* EXERCISE OBJECTIVE
The entries shown below are to be printed in full, unaltered.

Collected data entries:
== Segment start ==

PR #983, opened 2025-03-05
Migrate Notice Box from Quickstart to the shared

KievDevel:


src/Link/ExternalLink.tsx
```diff
@@ -16,6 +17,10 @@ export default ({ href, label = href }: { href: string; label?: string }) => (
         className={classNames(
             'tw-preflight tw-text-nordicBlue hover:tw-underline'
         )}
+        onClick={event => {
+            telemetry.sendEvent('Visiting link', { href });
+            event.stopPropagation();
+        }}
```
KievDevel, line 23: Based on the code if there is no telemetry it should be silently ignored, so I expect no regressions

boundlesscalm (approved):
LGTM

PR #985, opened 2025-03-05
Add title for the ExternalLink

KievDevel:


datenreisender (approved):
Setting the title, which adds a popup on hover, probably only makes sense if a `label` is set (because otherwise the `href` would also be the `label`). But I think it is fine to set the title in any case.

boundlesscalm (approved):
Would agree with what Marko mentioned

boundlesscalm (approved):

== Segment end ==

* REPLY TO THE TASK
PR #983, opened 2025-03-05
Migrate Notice Box from Quickstart to the shared

KievDevel:


src/Link/ExternalLink.tsx
```diff
@@ -16,6 +17,10 @@ export default ({ href, label = href }: { href: string; label?: string }) => (
         className={classNames(
             'tw-preflight tw-text-nordicBlue hover:tw-underline'
         )}
+        onClick={event => {
+            telemetry.sendEvent('Visiting link', { href });
+            event.stopPropagation();
+        }}
```
KievDevel, line 23: Based on the code if there is no telemetry it should be silently ignored, so I expect no regressions

boundlesscalm (approved):
LGTM

PR #985, opened 2025-03-05
Add title for the ExternalLink

KievDevel:


datenreisender (approved):
Setting the title, which adds a popup on hover, probably only makes sense if a `label` is set (because otherwise the `href` would also be the `label`). But I think it is fine to set the title in any case.

boundlesscalm (approved):
Would agree with what Marko mentioned

boundlesscalm (approved):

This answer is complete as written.